With dense, high-throughput capacity across the Americas, JUPITER 3 will also support applications such as in-flight Wi-Fi, enterprise networking and cellular backhaul for mobile network operators (MNOs).

Caption Credit: Hughes Network Systems

Falcon Heavy is designed and manufactured by SpaceX in Hawthorne, California. It is derived from the Falcon 9 vehicle and consists of a strengthened Falcon 9 first stage as a central core with two additional first stages as strap-on boosters.

Stats

Total launches: 11

Total landings: 19

Total reflights: 15

Specs

Height: 70m / 229.6ft

Width: 12.2m / 39.9ft

Mass: 1,420,788kg / 3,125,735lb

Payload to LEO: 63,800 kg / 140,660 lb

Payload to GEO: 26,700 kg / 58,860 lb

Payload to Mars: 16,800 kg / 37,040 lb

Lineage

SpaceX conducted Falcon Heavy's first launch on February 6th, 2018, at 3:45 PM EST. The rocket carried a Tesla Roadster belonging to SpaceX founder Elon Musk, with a dummy dubbed "Starman" in the driver's seat.

The second Falcon Heavy launch occurred on April 11th, 2019. This launch successfully launched the Arabsat-6A satellite and all three booster rockets successfully returned to Earth except but the center core subsequently fell over and was lost during transport due to heavy seas.

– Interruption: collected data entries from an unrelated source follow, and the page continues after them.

PR #219, opened 2020-08-18
Release version 2.14.1: "No Direction Home"

rcurtin:
This automatically-generated pull request adds the commits necessary to make the 2.14.1 release.

Once the PR is merged, mlpack-bot will tag the release as HEAD~1 (so that it doesn't include the new HISTORY block) and publish it.

Or, well, hopefully that will happen someday.

When you merge this PR, be sure to merge it using a *rebase*.

### Changelog

 * Fix release script (remove hardcoded information, trim leading whitespaces introduced by `wc -l` in MacOS) ([#216](https://github.com/mlpack/ensmallen/pull/216)).

 * Adjust tolerance for AugLagrangian convergence based on element type ([#217](https://github.com/mlpack/ensmallen/pull/217)).

PR #220, opened 2020-08-18
Fix quotation bug in release script.

rcurtin:
This is a simple change to correctly extract the changelog in the release script.  Previously, it would search for, e.g.,

```
### ensmallen 2.14.1: No Direction Home
```

but it needs to search for

```
### ensmallen 2.14.1: "No Direction Home"
```

You can see an example of the existing script failing in #218 and then the modified script succeeding in #219.


zoq (approved):
Makes sense, looks good to me.

Issue #102, opened 2020-11-19
Implementation for RNG


7h3qu1rkyb1t:
stm32f4xx-hal has an implementation for RNG, Is this ok to Copy that or it will create any problems?

PR #103, opened 2020-11-24
[rdy] random number generation implimented

7h3qu1rkyb1t:
It is same implementation done in stm32f4xx-hal, but with a small change, i.e. they used software calculation for checking whether rng clk condition meets the requirements or not. which prone to errors as software calculation may not give exact frequency. 
i used status flags for that. 
this addresses #102

### DIFF
--- a/examples/rng.rs
+++ b/examples/rng.rs
@@ -1,0 +1,22 @@
+#![deny(unsafe_code)]
+#![deny(warnings)]
+#![no_main]
+#![no_std]
+
+/// generates a random number and displays it to the openocd console
+use panic_semihosting as _;
+
+use cortex_m_rt::entry;
+use cortex_m_semihosting::hprintln;
+use stm32f7xx_hal::{pac, prelude::*};
+
+#[entry]
+fn main() -> ! {
+    let p = pac::Peripherals::take().unwrap();
+    let mut rng = p.RNG.init();
+    let val = rng.get_rand().unwrap();
+    hprintln!("random value {}", val).unwrap();
+    loop {
+        core::sync::atomic::spin_loop_hint();
+    }
+}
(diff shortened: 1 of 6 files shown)


examples/rng.rs
```diff
@@ -8,20 +8,13 @@ use panic_semihosting as _;
...
 fn main() -> ! {
     let p = pac::Peripherals::take().unwrap();
-    let rcc = p.RCC.constrain();
-    let _clocks = rcc.cfgr.sysclk(32.mhz()).freeze();
     let mut rng = p.RNG.init();
     let val = rng.get_rand().unwrap();
     hprintln!("random value {}", val).unwrap();
-    loop{
-    }
+    loop {}
```
hannobraun, line 19: Empty loops can cause undefined behavior, due to a bug in LLVM (https://github.com/rust-lang/rust/issues/28728). I believe that adding `core::sync::atomic::spin_loop_hint();` to the body of the loop is the canonical way to prevent this.

```suggestion
    loop {
        core::sync::atomic::spin_loop_hint();
    }
```

hannobraun (changes requested):
Thank you, @7h3qu1rkyb1t!

I did a cursory review and found one small problem. There's also a conflict in Cargo.toml, so this needs a rebase.

examples/rng.rs
7h3qu1rkyb1t: Yeah i forgot to add it

src/prelude.rs
```diff
@@ -5,4 +5,5 @@ pub use crate::gpio::GpioExt as _stm327xx_hal_gpio_GpioExt;
 pub use crate::hal::digital::v2::{InputPin, OutputPin};
 pub use crate::hal::prelude::*;
 pub use crate::rcc::RccExt as _stm32f7xx_hal_rcc_RccExt;
+pub use crate::rng::RngExt as _stm32f7xx_hal_rng_RngExt;
```
hannobraun, line 8: This is no longer the best way to do a re-export (it used to be some time ago). Now this is better:
```suggestion
pub use crate::rng::RngExt as _;
```

hannobraun (changes requested):
I found another minor problem. Let's include this, then this is ready to be merged.

hannobraun (approved):
Turns out I can apply my own suggestions. Merging.

Thanks again, @7h3qu1rkyb1t!

Issue #105, opened 2020-12-16
LCD example shown black screen (with backlight on)


mchodzikiewicz:
I cloned repo and launched example with:
```
cargo +stable run --example stm32f7disco-screen --features="stm32f746 rt"
```

I have my discovery board plugged into USB, flashed succesfuly, when I halt the MCU in the gdb it shows it is in an infinite loop at the end of the example, but I cannot see any pixel drawn, just dark blank screen.

PS. I have tried it on two STM32F746G-DISCO boards and they both are fine with ST demos

PR #106, opened 2020-12-17
Fix LCD timings for F746G disco example

mchodzikiewicz:
This PR fixes https://github.com/stm32-rs/stm32f7xx-hal/issues/105

### DIFF
--- a/examples/stm32f7disco-screen/screen.rs
+++ b/examples/stm32f7disco-screen/screen.rs
@@ -20,14 +20,14 @@ pub const DISCO_SCREEN_CONFIG: DisplayConfig = DisplayConfig {
     active_height: 272,
     h_back_porch: 13,
     h_front_porch: 30,
-    h_sync: 30,
+    h_sync: 41,
     v_back_porch: 2,
     v_front_porch: 2,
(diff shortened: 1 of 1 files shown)


mchodzikiewicz:
btw, timings are adjusted according to official ST example: https://github.com/STMicroelectronics/STM32CubeF7/tree/master/Drivers/BSP/STM32746G-Discovery

hannobraun:
I haven't used this feature, nor do I have the hardware to test it. @grodino, it seems you added that code, any thoughts?

grodino:
@mchodzikiewicz The values I used were taken from an Application Note from ST and worked for me but if this is from the official example, I'm fine with this too ;)
@hannobraun I do not have the hardware anymore so I can't test it sorry

hannobraun:
Okay then, since it works for @mchodzikiewicz and nobody objects, I'm merging. Thank you @mchodzikiewicz and @grodino!

mchodzikiewicz:
great! What I can tell is that my two boards are from different hw revisions (B-02 and B-04) and both of them did not worked and started working after this adjustment

PR #108, opened 2020-12-26
CAN support

santiagoalvarez:


xoviat:
@santiagoalvarez Have you been able to get this working?

santiagoalvarez:
@xoviat not yet as I only have the STM32F746NG board available to me and I need to somehow get the code to work correctly in order to remap the pins since the default pins are not available

santiagoalvarez:
@xoviat it should at least allow the can to be enabled, I think the timing is still not correct though

santiagoalvarez:
@xoviat I have got it working on the disco board

hannobraun:
What's the status of this PR? I don't have time to test it, but I'm happy to merge it, if it works for you.

The only blocker is that CI is failing. The error looks unrelated, but still, it would be nice to see this passing before merge, as the unrelated error might mask other problems.

santiagoalvarez:
Ok, CI passes now and I can attest that this works fine (at least on my F7469NG-DISCO board)

hannobraun:
Thank you, @santiagoalvarez!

The third Falcon Heavy launch successfully occurred on June 25th, 2019. This mission successfully launched multiple payloads including USAF STP-2, a space memorial for Celestis, and Lightsail-2. The mission also supported the U.S. Air Force National Security Space Launch certification process for the Falcon Heavy. The side boosters were successfully recovered but the center core failed to land and was destroyed on impact with the Atlantic Ocean.

The fourth Falcon Heavy mission, USSF-44 for the U.S. Space Force, successfully launched on November 1st, 2022 from Kennedy Space Center.

The fifth Falcon Heavy mission launched USSF-67 on January 15th, 2023.

The soxth Falcon Heavy mission launched ViaSat-3 Americas on April 30th, 2023.

The seventh Falcon Heavy mission launched EchoStar 24 (Jupiter 3) on July 28th, 2023.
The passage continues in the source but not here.